### Work order
Only lines that contain the string "which" should be returned from the material below.

_ _ _ _ _ _ _

PR #222, opened 2017-10-30
Polishes spring-cloud-gcp-config-example

### LINKED ISSUE #214: Retouch spring-cloud-gcp-config-example README
- Mention code should be checked out
- Link to available scopes in [here](https://github.com/spring-cloud/spring-cloud-gcp/blob/master/spring-cloud-gcp-starters/spring-cloud-gcp-starter-core/README.adoc)
- Resolve the another set of instructions problem on step one, including removing duplicate instructions
- Give more details around what/how the created service account should be
- Explain why the variables are being set
- Instead of asking users to add `@Value`, just mention it's there and it's what does the trick
- Explain that the credentials location resource must have a "file:" before it (might already be there), otherwise Spring looks for the value in the classpath
- Maybe call out for the fact that if a 404 is being returned, the config name and properties maybe mismatch?

joaoandremartins:
Clarifies a bunch of things.

Fixes #214

### DIFF
--- a/spring-cloud-gcp-examples/spring-cloud-gcp-config-example/README.adoc
+++ b/spring-cloud-gcp-examples/spring-cloud-gcp-config-example/README.adoc
@@ -4,15 +4,17 @@ This sample application demonstrates using the
 link:../../spring-cloud-gcp-starters/spring-cloud-gcp-starter-config[Spring Cloud GCP Config Client Starter] in your code.
 
 == Setup & Configuration
-1. Follow link:../../spring-cloud-gcp-starters/spring-cloud-gcp-starter-config[these setup instructions].
-2.  Create a configuration using the
+1. Checkout out the code of this sample.
+2. Setup the Google Runtime Configuration API with
+link:../../spring-cloud-gcp-starters/spring-cloud-gcp-starter-config#setup[these instructions].
+3. Create a configuration using the
 https://cloud.google.com/sdk/[Google Cloud SDK].
 +
 ....
 gcloud beta runtime-config configs create myapp_prod
 ....
 +
-Then set the variables:
+Then set the variables that your application will load:
 +
 ....
   gcloud beta runtime-config configs variables set \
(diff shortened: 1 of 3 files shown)


spring-cloud-gcp-examples/spring-cloud-gcp-config-example/README.adoc
```diff
@@ -4,15 +4,17 @@ This sample application demonstrates using the
 link:../../spring-cloud-gcp-starters/spring-cloud-gcp-starter-config[Spring Cloud GCP Config Client Starter] in your code.
 
 == Setup & Configuration
-1. Follow link:../../spring-cloud-gcp-starters/spring-cloud-gcp-starter-config[these setup instructions].
-2.  Create a configuration using the
+1. Checkout out the code of this sample.
```
meltsufin: minus "out", just "Checkout the code"

spring-cloud-gcp-examples/spring-cloud-gcp-config-example/README.adoc
```diff
@@ -4,15 +4,17 @@ This sample application demonstrates using the
 link:../../spring-cloud-gcp-starters/spring-cloud-gcp-starter-config[Spring Cloud GCP Config Client Starter] in your code.
 
 == Setup & Configuration
-1. Follow link:../../spring-cloud-gcp-starters/spring-cloud-gcp-starter-config[these setup instructions].
-2.  Create a configuration using the
+1. Checkout the code of this sample.
+2. Setup the Google Runtime Configuration API with
+link:../../spring-cloud-gcp-starters/spring-cloud-gcp-starter-config#setup[these instructions].
```
artembilan: Why don't use *Internal links* support in ASCII Doc?

joaoandremartins: If you mean the `<<>>` links, I don't think they can be used because the links would be in another document. Let me know if I'm missing anything.

artembilan: ??? We have one big HTML or PDF in the end. What is the "another document" are you referring to?

joaoandremartins:
Let me know if there are any more questions. If not, please approve.

PR #223, opened 2017-10-30
Polishes spring-cloud-gcp-integration-pubsub-example

### LINKED ISSUE #213: Retouch spring-cloud-gcp-integration-pubsub-example
- Reword line 1) so that settings are auto-discovered if Cloud SDK is installed and initiated and mention that further configuration can be achieved via the Spring Cloud GCP Core starter.
- Add dummy application.properties files to both samples.
- s/Google Cloud Console/Google Cloud Console Pub/Sub page
- Explain where users need to click to create topic and subscriptions
- Mention that examples are runnable with `mvn spring-boot:run` and that there might have to be more than one terminal window.
- Make sync call and log something if message was sent.

joaoandremartins:
Makes instructions clearer.
Tells whether a message was delivered or not.

Fixes #213


spring-cloud-gcp-examples/spring-cloud-gcp-integration-pubsub-example/README.adoc
```diff
@@ -8,13 +8,27 @@ The other app subscribes to that topic and logs received messages.
 == Setup & Configuration
 
 1. Configure your GCP project ID and credentials by following
-link:../../spring-cloud-gcp-starters/spring-cloud-gcp-starter-core[these instructions], or just let
-Spring discover those parameters for you.
-2. Go to the https://console.cloud.google.com/cloudpubsub/topicList[Google Cloud Console] and create
-a topic called `exampleTopic` and a subscription for that topic called `exampleSubscription`.
-3. Start the `spring-cloud-gcp-spring-integration-pubsub-example-sender` and
-`spring-cloud-gcp-spring-integration-pubsub-example-receiver` applications.
+link:../../spring-cloud-gcp-starters/spring-cloud-gcp-starter-core[these instructions].
```
artembilan: Why don't use Internal links support in ASCII Doc?

joaoandremartins: If you're referring to `<<>>`, it won't work because we're linking to outside this document.
It does work in the reference document because everything is compiled to the same final document.

artembilan: OK. I give up. I don't understand you, sorry.
What is the difference in your terms between `document` and ` reference document`?

In the same Spring Kafka we have several files for the documentation and when we build the final HTML or PDF those *internal links* are compiled properly to the actual links based on the actual version of the project.

joaoandremartins: This is not included in the reference document, this is the README of the SI example, to be read from GitHub mostly.

artembilan: Ah! Got it! 
Sorry for my stupidity 😄 

I need to do something with my mind. It lets me down last time...

So, then your solution is OK.

LGTM

PR #224, opened 2017-10-30
Polishes the Stackdriver Trace example

### LINKED ISSUE #212: Retouch spring-cloud-gcp-trace-example README
- Default application credentials are sufficient. Might mention that service account credentials can also be used (even though this creates a dependency in the Cloud SDK).
- Add link to reference document.
- Either reduce the trace transmission delay to 1 second or mention that the 10 second default might cause the traces not to be immediately visible in the Cloud Console.

joaoandremartins:
Fixes #212

### DIFF
--- a/spring-cloud-gcp-examples/spring-cloud-gcp-trace-example/README.adoc
+++ b/spring-cloud-gcp-examples/spring-cloud-gcp-trace-example/README.adoc
@@ -3,23 +3,41 @@
 This sample application demonstrates using the
 link:../../spring-cloud-gcp-starters/spring-cloud-gcp-starter-trace[Spring Cloud GCP Trace Starter] in your code.
 
+You can read about the Spring Boot Starter for Stackdriver Trace in more detail at the
+https://docs.spring.io/spring-cloud-gcp/docs/1.0.0.BUILD-SNAPSHOT/reference/htmlsingle/#_spring_cloud_sleuth[Spring
+Cloud GCP Reference Document Stackdriver Trace section].
+
 == Setup & Configuration
 1. Create a Google Cloud Platform Project
 1. https://cloud.google.com/docs/authentication/getting-started#creating_the_service_account[Create a service account]
-   with Trace Append permission. Furnish a new JSON key and then set the credentials using the
-   `GOOGLE_APPLICATION_CREDENTIALS` environment variable or
-   link:../../spring-cloud-gcp-starters/spring-cloud-gcp-starter-core/README.adoc[using GCP Starter Core properties].
+with Trace Append permission. Furnish a new JSON key and then set the credentials using the
+`GOOGLE_APPLICATION_CREDENTIALS` environment variable or
+link:../../spring-cloud-gcp-starters/spring-cloud-gcp-starter-core/README.adoc[using GCP Starter Core properties].
++
+Alternatively, if you have the https://cloud.google.com/sdk/[Google Cloud SDK] installed and
+initialized and are logged in with
+https://developers.google.com/identity/protocols/application-default-credentials[application
+default credentials], you can skip this step since Spring Cloud GCP will auto-discover those
+settings for you.
+
 1. Enable the https://console.cloud.google.com/apis/api/cloudtrace.googleapis.com/overview[Stackdriver Trace API]
 
 == Run the Example
 Run the example from Maven:
+
 ----
 mvn spring-boot:run
 ----
 
 Browse to `http://localhost:8080`. This will trigger the `ExampleController.work()` method,
-which in turn will call other services, and also a remote RESTful call to `ExampleController.meet()` method.
+which in turn will call other services, and also a remote RESTful call to `ExampleController.meet()`
+method.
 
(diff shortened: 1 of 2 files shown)


spring-cloud-gcp-examples/spring-cloud-gcp-trace-example/README.adoc
```diff
@@ -3,23 +3,41 @@
...
+
 == Setup & Configuration
 1. Create a Google Cloud Platform Project
 1. https://cloud.google.com/docs/authentication/getting-started#creating_the_service_account[Create a service account]
-   with Trace Append permission. Furnish a new JSON key and then set the credentials using the
-   `GOOGLE_APPLICATION_CREDENTIALS` environment variable or
-   link:../../spring-cloud-gcp-starters/spring-cloud-gcp-starter-core/README.adoc[using GCP Starter Core properties].
+with Trace Append permission. Furnish a new JSON key and then set the credentials using the
+`GOOGLE_APPLICATION_CREDENTIALS` environment variable or
+link:../../spring-cloud-gcp-starters/spring-cloud-gcp-starter-core/README.adoc[using GCP Starter Core properties].
```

_ _ _ _ _ _ _

### Your response
-which in turn will call other services, and also a remote RESTful call to `ExampleController.meet()` method.
+which in turn will call other services, and also a remote RESTful call to `ExampleController.meet()`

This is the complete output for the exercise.